Expanding a $350 billion loan program that recently began providing emergency cash for small companies in danger of laying off employees because of COVID-19 may soon receive another $250 billion.
U.S. Treasury Secretary Steven Mnuchin, in a tweet on Tuesday, said securing the additional funding for the Paycheck Protection Program (PPP) — “to make sure small businesses get the money they need!” — has the support of President Donald Trump and a bipartisan group of congressional leaders. The program is part of the CARES Act relief bill that Trump signed into law March 27.
“Even as the CARES Act continues to come online, one such need is already clear: The small-business Paycheck Protection Program needs more funding,” said Senate Majority Leader Mitch McConnell in a statement on Tuesday.

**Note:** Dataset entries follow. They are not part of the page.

PR #127, opened 2015-02-05
Feature/py producer

### LINKED ISSUE #122: Finish Producer Implementation
Finish these implementations.

kbourgoin:
Opening this up as a PR. There's no tests yet, so we'll have to figure those out later.

@yungchin can you take a look at this? In particular, the changes in `base.py`, `partitioners.py` and `common.py` since those might affect you.  There aren't a lot of changes in there, but some worth noting.

Also, the implementation will give you a good idea of how I was thinking to do partitioners in Python.

Fixes #122.

### DIFF
--- a/.travis.yml
+++ b/.travis.yml
@@ -10,13 +10,9 @@ notifications:
 
 before_install:
     - sudo apt-get install -qq libev-dev libsnappy-dev
-    #- sudo apt-get install -qq zookeeper libev-dev libsnappy-dev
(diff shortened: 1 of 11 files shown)


yungchin:
Thanks, this should all work for me. In the librdkafka config, compression-types are set as strings, so I'll actually end up converting the enums back :)

kbourgoin:
Merging this in because it's 90% of the way there. I added a couple FIXME notes for error handling cases that won't work right now.

PR #135, opened 2015-02-24
[RDY] rdkafka: topic auto-create

yungchin:
Sorry if this is a bit dodgy - tests would pass after merging from #134, but then you'd get a massive diff of course.
That is, this is all ready once #134 has been merged.


kafka/rdkafka/__init__.py
```diff
@@ -1,6 +1,8 @@
 import logging
+from time import sleep
 
 from kafka import base
+from .config import default_config
```
kbourgoin: Looks like this line made Travis-CI fail. It was unable to import it for some reason.

kbourgoin:
Other than the tests breaking, it looks pretty okay to me.

yungchin:
We're most likely abandoning the cffi-based bindings, because of performance issues. Now trying a C extension instead.

Issue #115, opened 2015-01-26
SimpleConsumer Implementation


kbourgoin:
Implement a python version of the SimpleConsumer. Work in progress in [this pull request](https://github.com/Parsely/pykafka/pull/137).

  - [x] Rename `Consumer` to `BaseSimpleConsumer` in `base.py`
  - [x] Finish implementation that's been started in `pykafka/consumer.py`
  - [x] Unit test `SimpleConsumer`

yungchin:
- [ ] update rdkafka.SimpleConsumer to match interface

emmett9001:
Not sure what `abstrct.py` refers to from the first checklist item. I see there's already a `SimpleConsumer` in `pykafpa/consumer.py`. Is that the one this ticket is about?

yungchin:
Yes, that should be the one this is about - I believe it's still WIP. And abstract.py has been renamed base.py - it's meant to serve as the "interface definition" shared between kafka.pykafka and kafka.rdkafka.

emmett9001:
Some things I notice reading the [kafka-python implementation](https://github.com/mumrah/kafka-python/blob/master/kafka/consumer/simple.py):

* The kafka-python `SimpleConsumer` actually subclasses its `Consumer` class, allowing it to use `commit` and other functions from that class. The stub in our `SimpleConsumer` does not currently subclass the existing `Consumer` (in `kafka/pykafka/consumer.py`) - should it?
* More generally, what is the status of `kafka/pykafka/cosumer.py`? It appears to be defunct, or at least out of date - should I be adding new functionality to it, porting what's there to some other location, or ignoring it completely? The `SimpleConsumer` implementation in kafka-python uses the Offset Commit/Fetch API, but only by way of its extension of the base `Consumer` class and its `commit` function.

emmett9001:
Answers to the above from conversations with @kbourgoin 

The kafka-python `SimpleConsumer` does do roughly the same thing that we need ours to, but we don't need to stick to any design decisions in that library such as subclass/superclass relationships. We can think of our `SimpleConsumer` as roughly the combination of kafka-python [Consumer](https://github.com/mumrah/kafka-python/blob/master/kafka/consumer/base.py#L30) and [SimpleConsumer](https://github.com/mumrah/kafka-python/blob/master/kafka/consumer/simple.py#L68).

[...]

PR #136, opened 2015-03-12
Commit/Fetch API

emmett9001:
This pull request adds support for the [Offset Commit/Fetch API](https://cwiki.apache.org/confluence/display/KAFKA/A+Guide+To+The+Kafka+Protocol#AGuideToTheKafkaProtocol-OffsetCommit/FetchAPI) to pykafka. It implements the wire protocol in `pykafka/protocol.py` and uses the new request and response types in `pykafka/broker.py`. This pull request also adds a function `Cluster.get_offset_manager` in `pykafka/cluster.py` that implements the [Consumer Metadata Request](https://cwiki.apache.org/confluence/display/KAFKA/A+Guide+To+The+Kafka+Protocol#AGuideToTheKafkaProtocol-ConsumerMetadataRequest).

Major changes:
* Adds binary encoders and decoders for all calls in the CF API
* Adds functions to commit and fetch offsets by consumer group to `broker.py`
* Adds `Cluster.get_offset_manager` for discovering the offset manager broker
* Adds unit tests for the binary protocol

Outstanding:
- [x] Merge the [SimpleConsumer](https://github.com/Parsely/pykafka/issues/115) PR.
- [x] Have the `SimpleConsumer` commit and fetch its offsets using the new functions in this PR.
- [x] Update commit/fetch protocol unit tests


kafka/pykafka/cluster.py
```diff
@@ -95,6 +97,27 @@ def _update_topics(self, metadata):
             else:
                 self._topics[name].update(meta)
 
+    def discover_offset_manager(self, consumer_group_name):
```
emmett9001: This function is in `Cluster` since it needs access to all brokers so it can figure out which to return. It's possible that it would be better for it to live elsewhere, but this is my best guess at the moment.

kafka/pykafka/broker.py
```diff
@@ -112,3 +116,53 @@ def request_offsets(self, partition_requests):
...
+                logger.debug("Offset commit failed.")
+            else:
+                break
+
+    def fetch_consumer_group_offsets(self, group, topic, partitions, retries):
+        """Fetch the offsets stored in Kafka with the Offset Commit/Fetch API
+
+        Based on Step 2 here https://cwiki.apache.org/confluence/display/KAFKA/Committing+and+fetching+consumer+offsets+in+Kafka
+        """
+        preqs = [PartitionOffsetFetchRequest(topic, partition.id)
```
emmett9001: The structure of this function will probably change a bit. I think it will make more sense to have the consumer assemble a bunch of `PartitionOffsetFetchRequest`s and then pass the list into this function.

kafka/pykafka/broker.py
```diff
@@ -112,3 +114,24 @@ def request_offsets(self, partition_requests):
...
+    ######################
+    #  Commit/Fetch API  #
+    ######################
+
+    def commit_consumer_group_offsets(self, group, preqs, retries):
+        """Commit the offsets of all messages consumed so far by this consumer
+            group with the Offset Commit/Fetch API
+
+        Based on Step 2 here https://cwiki.apache.org/confluence/display/KAFKA/Committing+and+fetching+consumer+offsets+in+Kafka
+        """
```
kbourgoin: :param: and :type: comments would be really useful here.

kafka/pykafka/broker.py
```diff
@@ -112,3 +114,24 @@ def request_offsets(self, partition_requests):
...
+        req = OffsetCommitRequest(group, partition_requests=preqs)
+        self.handler.request(req).get(OffsetCommitResponse)
```
kbourgoin: Why not return the result?

kafka/pykafka/cluster.py
```diff
@@ -95,6 +98,38 @@ def _update_topics(self, metadata):
             else:
                 self._topics[name].update(meta)
 
+    def get_offset_manager(self, consumer_group_name):
```
kbourgoin: In broker.py this is `group` and here it's `consumer_group_name`.  There's no ConsumerGroup type, so `_name` is needless specification.  It'd be best to standardize on simply `consumer_group`.

kafka/pykafka/cluster.py
```diff
@@ -95,6 +98,38 @@ def _update_topics(self, metadata):
...
+        while True:
+            try:
+                retries += 1
+                req = ConsumerMetadataRequest(consumer_group_name)
+                future = broker.handler.request(req)
+                res = future.get(ConsumerMetadataResponse)
+            except Exception:
+                logger.debug('Error discovering offset manager. Sleeping for {}s'.format(backoff))
+                if retries < MAX_RETRIES:
+                    time.sleep(backoff)  # XXX - not sure if this works here
```
kbourgoin: Don't see why this wouldn't work.

kbourgoin:
This all looks fine to me.  Not sure why Travis is failing, but once that's set I see no reason this can't be merged.  The protocol.py work is a bit much to sort through, but the tests look good.  As long as those are passing, I'm sure this is all good.

kafka/pykafka/broker.py
emmett9001: The result has nothing in it except error codes, which trigger exceptions in the protocol if present. There's no information to return.

kafka/pykafka/cluster.py
emmett9001: When I wrote the comment, I was concerned about how this function would be used with respect to threading and if there was some existing backoff functionality I should be reusing.

kafka/pykafka/broker.py
kbourgoin: :+1: should've checked that first.

tests/kafka/pykafka/test_protocol.py
```diff
@@ -177,5 +177,56 @@ def test_response(self):
...
+        preq = protocol.PartitionOffsetFetchRequest('testtopic', 0)
+        req = protocol.OffsetFetchRequest('test', partition_requests=[preq, ])
+        msg = req.get_bytes()
+        self.assertEqual(
+            msg,
+            bytearray(b'\x00\x00\x00.\x00\t\x00\x00\x00\x00\x00\x00\x00\x07pykafka\x00\x04test\x00\x00\x00\x01\x00\ttesttopic\x00\x00\x00\x01\x00\x00\x00\x00')
+        )
+
+    def test_offset_fetch_response(self):
+        # TODO - this is what I get back from kafka at the moment, clearly it's wrong
```
emmett9001: This is old, should be removed

kafka/pykafka/cluster.py
kbourgoin: Hm. We haven't added the threading yet. Could be a mistake to wait on it, but hopefully that sleep won't be much of an issue.

tests/kafka/pykafka/test_protocol.py
```diff
@@ -177,5 +177,56 @@ def test_response(self):
...
+        response = protocol.OffsetFetchResponse(
+            buffer('\x00\x00\x00\x01\x00\x0cemmett.dummy\x00\x00\x00\x01\x00\x00\x00\x00\x00\x00\x00\x00\x00\x00\x00\x01\x00\x00\x00\x00')
+        )
+        self.assertEqual(response.topics['emmett.dummy'][0].metadata, '')
```
emmett9001: @kbourgoin One thing I noticed when testing is that I can never get an OffsetFetchResponse to return anything other than `''` in the `metadata` field.

kbourgoin: I'm not sure if that's correct of not. I've never used the API myself.

emmett9001:
I discovered here that I needed to use the new api version indicator (1 vs 0) to tell kafka to use a topic for offset management rather than zookeeper. I also discovered that some documentation I'd been reading was old, and that [this](https://github.com/apache/kafka/blob/0.8.2/core/src/main/scala/kafka/api/OffsetCommitRequest.scala#L61) was the cause of the corrupt offsets I was seeing earlier today. All fixed now, and I should be writing some unit tests for the `SimpleConsumer` on monday. I'll also leave the merge here until then in case @kbourgoin or @yungchin want to have another look.

PR #137, opened 2015-03-20
SimpleConsumer Implementation

emmett9001:
This pull request adds a `SimpleConsumer` to pykafka. It is based loosely on the [Scala implementation](https://github.com/apache/kafka/blob/0.8.2/core/src/main/scala/kafka/consumer/SimpleConsumer.scala) and influenced by the [kafka-python version](https://github.com/mumrah/kafka-python/blob/master/kafka/consumer/simple.py#L68).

“In just a few days, this program has become overwhelmingly popular. Thanks to the hard work of small businesses and lenders, billions of dollars have already landed and tens of billions more are already in the pipeline. Jobs are literally being saved as we speak. But it is quickly becoming clear that Congress will need to provide more funding or this crucial program may run dry. That cannot happen. Nearly 10 million Americans filed for unemployment in just the last two weeks. This is already a record-shattering tragedy and every day counts.”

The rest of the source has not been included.